Safety and security measures are applied throughout the drilling phase of the underground Doha Metro works. The planned procedures involve elements that can guarantee a safe working environment, far from the risks of injuries, including managing emergency cases and treating them swiftly. The safety & security program of Qatar's Railway focuses on the emergency planning and response on the railway network while taking into consideration the unique nature of mass transit systems when planning for and implementing the program. The transport policies, security models addressing the legal and regulatory issues, as well as the relationships between the involved institutions are also part of the safety and security plan that Qatar Rail Company is leading in Doha.

In September 2014, Qatar Rail, the owner and manager of Qatar's rail network and the party responsible for the design, construction, commissioning, operation and maintenance of the entire rail network and system, has held a strategic workshop on the safety, security, and resilience of the country's railway network in consultation with UK and Qatari experts. The company proposed its safety and security programme, along with its recommendations and a full roadmap towards the future operation stage of the railway.
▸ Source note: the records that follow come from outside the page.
PR #7114, opened 2025-01-18
feat(menu): idea to introduce generics and better types for components

J-Michalek:
### Motivation
Better TS support which provides real type safety instead of just acting as `any` - mostly for safe usage of slotProps and emits payloads.

### Explanation
In a codebase this large it is near impossible to convert everything into composition API with TS, but we can define "secondary" components that will handle the types in a way that Vue can understand perfectly including generic types.

In this PR I have prepared it for the `Menu` component which uses the MenuItem interface for the `model` prop.

This way of doing it should be a non-breaking change for all current usage as it would just infer the actual types of the items.

### Caveats
Some prop types are very complicated, mostly the ones that extend large interfaces such as `ButtonHTMLAttributes` which the Vue compiler cannot handle when used inside of the `defineProps` macro. We would have to find a reasonable way around this. I go more into detail in this discussion: https://github.com/orgs/primefaces/discussions/3392

### DIFF
--- a/.eslintrc.js
+++ b/.eslintrc.js
@@ -95,5 +95,19 @@ module.exports = {
             { blankLine: 'always', prev: '*', next: 'block-like' },
             { blankLine: 'always', prev: ['import'], next: ['const', 'let', 'var'] }
         ]
-    }
+    },
+    overrides: [
+        {
+            files: ['*.typedef.vue'],
+            extends: ['plugin:vue/vue3-recommended', '@vue/eslint-config-typescript', 'plugin:@typescript-eslint/recommended-type-checked'],
+            parser: 'vue-eslint-parser',
+            parserOptions: {
+                ecmaVersion: 'latest',
+                sourceType: 'module',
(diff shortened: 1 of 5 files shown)


.eslintrc.js
```diff
@@ -95,5 +95,19 @@ module.exports = {
             { blankLine: 'always', prev: '*', next: 'block-like' },
             { blankLine: 'always', prev: ['import'], next: ['const', 'let', 'var'] }
         ]
-    }
+    },
+    overrides: [
+        {
+            files: ['*.typedef.vue'],
+            extends: ['plugin:vue/vue3-recommended', '@vue/eslint-config-typescript', 'plugin:@typescript-eslint/recommended-type-checked'],
```
J-Michalek, line 102: Probably no need for these plugins.

tugcekucukoglu:
Currently, we do not have any plan to use generics but we are still open to new solutions.

Thanks for your contributions.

In June 2014, it was announced that the Doha Metro Green Line Project achieved 6 million work hours without a lost time injury (LTI).

== Operation ==
The Metro System will be operated as a system with automatic train operation as Grade of Operation level 4 (GoA4). GoA4 is unattended train operation (UTO) where starting and stopping, operation of doors and handling of emergencies are fully automated without any on-train staff.

The network has two classes of travel, standard and goldclub. Standard tickets cost 10 Qatari riyals for the card and 2 riyals per journey, while goldclub tickets cost 100 riyals for the card and 10 per journey. These cards are refillable in their app or in any of the stations. There are three types of train car used on the metro network: standard, goldclub, and family cars, which allow families and single women but not men. During the 2022 FIFA World Cup, all cars were designated as standard to increase capacity on the network.